Ambos os autores reconhecem que se dedicaram ao estudo da ação da bílis negra sobre o espírito porque eles mesmos sofriam de melancolia e desejavam livrar-se dela... Assim como no conto O Imortal, em que se misturam os acontecimentos de duas vidas diferentes, também no romance de Aletto lemos, de forma alternada, as aventuras do médico Andrés Vesalio, condenado à fogueira por haver dissecado um homem vivo, e a peregrinação mística de um cavaleiro e poeta. 

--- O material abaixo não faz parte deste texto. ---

PR #3344, opened 2023-08-31
sdk/js: change sei array conversion

panoel:


sdk/js/src/utils/array.ts
```diff
@@ -109,6 +109,10 @@ export const tryUint8ArrayToNative = (
   } else if (chainId === CHAIN_ID_XPLA) {
     return humanAddress("xpla", a.slice(-20));
   } else if (chainId === CHAIN_ID_SEI) {
+    const h = uint8ArrayToHex(a);
+    if (!isLikely20ByteCosmwasm(h)) {
+      return humanAddress("sei", a);
```
evan-gray, line 114: could make these a one liner like
```
return humanAddress("sei", isLikely20ByteCosmwasm(h) ? a.slice(-20) : a);
```

evan-gray (changes requested):
I think this change might be applicable for XPLA, Injective, and Wormchain too... I'm pretty sure the comment for wormchain is incorrect now 😞

sdk/js/src/utils/array.ts
panoel: Fixed.

evan-gray (approved):

sdk/js/src/utils/array.test.ts
```diff
@@ -33,10 +33,45 @@ test("wormchain address conversion", () => {
...
+
 test("injective address conversion", () => {
   const human = "inj180rl9ezc4389t72pc3vvlkxxs5d9jx60w9eeu3";
   const canonical = canonicalAddress(human);
   const lpadCanonical = zeroPad(canonical, 32);
   const native = tryUint8ArrayToNative(lpadCanonical, "injective");
   expect(native).toBe(human);
 });
+
+test("sei address conversion", () => {
```
kev1n-peters, line 71: Should we test a real sei address here?

panoel: 😅 How did that get in there???  I had an example from xLabs in there.  Fishing it back out.  Good catch!

evan-gray (approved):

kev1n-peters (approved):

Tanto a pesquisa do médico, que quer provar que nossa anatomia é diferente da dos macacos (a nossa está povoada de demônios, os quais fabricam a tristeza), quanto as visões do peregrino, que ascende do inferno ao purgatório e entrevê o paraíso, são narradas numa linguagem saborosa, que reinventa um falar de uma suposta época remota. O encontro do médico com o poeta místico é o ponto alto do livro, mas quem rouba a cena, a meu ver, é um cachorro vira-lata que os acompanha a partir de então. Talvez ele seja um dos avatares de Argos, o cão de Ulisses deitado no esterco. As associações são vertiginosas neste romance, e o leitor, mesmo sem se dar conta, vai produzindo e introduzindo no enredo novas citações, fruto da sua leitura, as quais se acomodam muito bem àquilo que já está no texto, que é, nesse aspecto, um tecido de muitas cores, como diria Borges. Certamente a magia do livro reside nessa proliferação de citações reais e virtuais, as quais, no entanto, não deixam o texto pedante, pois ele é, do começo ao fim, ágil e acessível. Por isso, esta “minúscula” (como convém, talvez, aos apressados leitores de hoje) Anatomia da Melancolia se lê de uma assentada.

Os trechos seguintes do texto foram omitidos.